### Action item
Set down again exactly the lines of the listing below that fall between the line holding "arbitrary hashes, so" and the line holding "Fixes #1773", inclusive.

### Provided entries
PR #1784, opened 2026-09-10
Add CurveZMQ support for encrypted message queue binding

jhawk28:
ref #1318

At Quicknode, we support blockbook for a number of chains. In order to expose ZeroMQ publicly, it needs an auth based mechanism. Curve provides this capability. By adding support for curve to blockbook, it enables the use case where a customer can run their own blockbook and get the benefits of a zeromq sync without the complexity of running their own node. Our immediate benefit is that we can simplify configuration by pointing at one of our standard endpoints instead of going directly to nodes.

Curve is part of the ZMQ standard and most of the implementations support it. I suspect that the clients don't use it because they haven't needed to run in more corporate environments. As blockchain adoption increases, I expect that they will start including curve in their implementations.


cranycrane (approved):
LGTM, thank you for your contribution!

PR #1788, opened 2026-09-14
feat(eth): index the wallet-declared privatePending txids

### LINKED ISSUE #1773: eth: privatePending txids are ignored, so a pending tx vanishes when the client lands on a Blockbook that never saw it
## Summary

Suite sends `privatePending.txids` with every EVM `getAccountInfo` request so that Blockbook can
surface the wallet's in-flight transactions in history. Blockbook parses the field and ignores it.
The result is a second way a live pending transaction disappears from the account view, independent
of the null-eviction bug in #1709: a client that lands on a Blockbook instance which has never seen
the transaction gets a history page without it, and the wallet prunes it locally.

## Scenario

1. A user broadcasts a transaction through Blockbook A. A indexes it from the
   `newPendingTransactions` subscription and lists it as pending.
2. A restarts, or the load balancer moves the user, and the client reconnects to Blockbook B.
3. B's mempool index only holds what it learned since its own start: the node's **pending block**
   fetched once in `InitializeMempool` (`bchain/coins/eth/ethrpc.go:863`) plus subscription
   events after that. The pending block excludes queued / nonce-gapped transactions, and B knows
   nothing that lives only in a private relay's pool or on another node.
4. Suite's refresh sends the `basic` and then the `txs` request, both carrying the txid in
   `privatePending.txids` (built by `getEvmPrivatePendingHint`,
   `suite-common/wallet-utils/src/transactionUtils.ts:249`).
5. B answers a history page without the transaction. Suite's `analyzeTransactions` removes every
   locally known pending transaction that is absent from the fresh page
   (`suite-common/wallet-utils/src/transactionUtils.ts:733`). The transaction vanishes from the UI
   while it is still in the pool and still fetchable by hash.

Once Suite has dropped it, the hint no longer carries it either, so the loss is permanent from the
wallet's point of view until the transaction mines.

## Root cause

`server/websocket.go:1122` copies only the nonces out of the request:

```go
PrivatePendingNonces: privatePendingNonces(req.PrivatePending),
```

`WsPrivatePending.Txids` (`server/ws_types.go:56`) is documented as "reserved for future use" and
`docs/evm-send.md:204` states that only `nonces` drives behavior. Nothing reads the hashes, nothing
adds them to the mempool index, nothing injects them into the history page.

Suite's side of the contract was written against the intended behavior: the comment on
`getEvmPrivatePendingHint` says the txids "let it fetch-back each body (eth_getTransactionByHash)
so the tx shows up in history".

## Proposed fix

Honor the declared txids in the websocket `getAccountInfo` handler, before the account info is
built, so the same response already lists the transaction:

- Deduplicate and cap the txids the same way `privatePendingNonces` caps the nonces.
- For each txid **not already in the mempool index**, fetch it once through the chain's normal
  `GetTransaction`. If it is pending (no block), add it via
  `AddOrRefreshTransactionInMempool` (`bchain/mempool_ethereum_type.go:221`) so it is indexed and
  restamped. If it is mined or unknown, do nothing.
- Expose this as one EthereumType method on `EthereumRPC` with a no-op stub on `BaseChain`, and
  call it from the handler where the nonces are extracted.
- Update the `Txids` doc string and `docs/evm-send.md`.

Cost: one `eth_getTransactionByHash` per unknown txid per request, zero once indexed (the
existence check needs no RPC). A genuinely gone transaction costs two lookups, after which the
wallet stops declaring it.

### Requirements

- **Mined guard is mandatory.** `createTxEntry` does not check whether a transaction is mined, so
  adding blindly would index confirmed transactions.
- **Depends on #1709 / #1772.** Without it the next null answer from the backend evicts the
  re-added entry again. With it, a null no longer evicts and the nonce watermark retires the entry
  when its slot mines.

## Known limitation

A transaction that exists only in a private relay's pool cannot be recovered by B this way: the
alternative provider's `GetTransaction` serves only its own cache and does not ask the relay for
arbitrary hashes, so the public node answers null. Covering that means teaching the provider to
query the relay by hash, which is separate work.

## Out of scope

- The REST API. Suite uses the websocket, and the `privatePending` field exists only there.
- Any Suite change. Suite already sends the txids.

## Related

- #1709, #1772 (null-eviction fix this depends on)
- #1639 (introduced `privatePending`)

cranycrane:
Fixes #1773

**Stacked on #1772** (`fix/eth-mempool-nonce-watermark`) — this PR targets that branch, not master. Review only the last commit.

Suite sends `privatePending.txids` — the hashes of its own pending sends — with every EVM `getAccountInfo`, on both the `basic` probe and the `txs` page of each account refresh. Blockbook parsed the field and read only the nonces. A client that lands on an instance whose mempool index never saw the transaction gets a history page without it, and Suite's `analyzeTransactions` removes every locally known pending tx absent from the fresh page, with no re-fetch by hash. The transaction vanishes from the wallet while it is still in the pool and still fetchable by hash.

That instance is not exotic: its index holds only what it learned since its own start, and `disableMempoolSync` is set for Arbitrum, Base and other L2 configs, where it holds nothing but this instance's own broadcasts.

**Change**
- `privatePendingTxids` validates (`0x` + 64 hex), lowercases, dedupes and caps the declared list.
- `EthereumTypeAddPendingTransactions` fetches each unknown hash once — the relay cache first, then `eth_getTransactionByHash` — and indexes it only when it comes back without a block **and** sent from the queried address. Mined, unknown, foreign-sender and malformed hashes are ignored. A hash already in the index costs no backend call.
- Called from the `getAccountInfo` handler before the account info is built, so the same response lists the transaction and `subscribeAddresses` clients are notified. Best effort: the hint never fails the request.
- `createTxEntry` splits into a pure `txEntryFromTx` builder, so the fetched body is indexed without a second round trip. `GetTransaction` is deliberately not reused: its mined branch spends a block-header and a receipt lookup this path does not need.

### Reply to the task
arbitrary hashes, so the public node answers null. Covering that means teaching the provider to
query the relay by hash, which is separate work.

## Out of scope

- The REST API. Suite uses the websocket, and the `privatePending` field exists only there.
- Any Suite change. Suite already sends the txids.

## Related

- #1709, #1772 (null-eviction fix this depends on)
- #1639 (introduced `privatePending`)

cranycrane:
Fixes #1773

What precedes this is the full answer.